TASK
Report all lines below with the word "players".

───── GIVEN INFORMATION

PR #2598, opened 2025-12-20
Fix fabricator crafting sound not playing for remote players

### LINKED ISSUE #2434: Fabricator crafting sound doesn't seem to play
### Describe the issue

Context:  Regressed in #2424 

For remote players, the sound when someone is crafting something in the fabricator (base, cyclops, moonpool, upgrade station ...) does not play

misterbubb:
Fixes #2434

### DIFF
--- a/NitroxClient/GameLogic/Spawning/Metadata/Processor/CrafterMetadataProcessor.cs
+++ b/NitroxClient/GameLogic/Spawning/Metadata/Processor/CrafterMetadataProcessor.cs
@@ -74,19 +74,23 @@ public class CrafterMetadataProcessor : EntityMetadataProcessor<CrafterMetadata>
             return true;
         }
 
-        if (gameObject.TryGetComponent(out CrafterLogic crafterLogic))
+        if (!gameObject.TryGetComponent(out CrafterLogic crafterLogic))
         {
-            Base parentBase = gameObject.GetComponentInParent<Base>();
-            if (parentBase)
+            return false;
+        }
+
+        Base parentBase = gameObject.GetComponentInParent<Base>();
+        if (!parentBase)
+        {
+            return false;
+        }
+
+        foreach (GhostCrafter crafter in parentBase.GetComponentsInChildren<GhostCrafter>(true))
+        {
+            if (crafter._logic == crafterLogic)
             {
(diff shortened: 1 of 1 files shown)


NitroxClient/GameLogic/Spawning/Metadata/Processor/CrafterMetadataProcessor.cs
```diff
@@ -56,4 +58,38 @@ private static void SpawnItemInCrafter(CrafterLogic crafterLogic, CrafterMetadat
...
+        if (gameObject.TryGetComponentInChildren(out ghostCrafter, true))
+        {
+            return true;
+        }
+
+        if (gameObject.TryGetComponent(out CrafterLogic crafterLogic))
+        {
+            Base parentBase = gameObject.GetComponentInParent<Base>();
+            if (parentBase)
+            {
```
Jannify: Would use early return here for the two ifs to provide better readability.

NitroxClient/GameLogic/Spawning/Metadata/Processor/CrafterMetadataProcessor.cs
```diff
@@ -56,4 +58,38 @@ private static void SpawnItemInCrafter(CrafterLogic crafterLogic, CrafterMetadat
...
+                foreach (GhostCrafter crafter in parentBase.GetComponentsInChildren<GhostCrafter>(true))
```
Jannify: @tornac1234 Is there a better way to find the ghostcrafter in a base?

tornac1234: Supposedly there's a list of ghosts linked to a base (Base.ghosts) but I'm not sure if crafters are added to it

misterbubb: > Supposedly there's a list of ghosts linked to a base (Base.ghosts) but I'm not sure if crafters are added to it

checked Base.ghosts its a List<BaseGhost> for construction ghosts, not crafters GhostCrafter extends Crafter not BaseGhost so we need to use GetComponentsInChildren<GhostCrafter> here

──────────

WRITTEN SOLUTION
Fix fabricator crafting sound not playing for remote players
For remote players, the sound when someone is crafting something in the fabricator (base, cyclops, moonpool, upgrade station ...) does not play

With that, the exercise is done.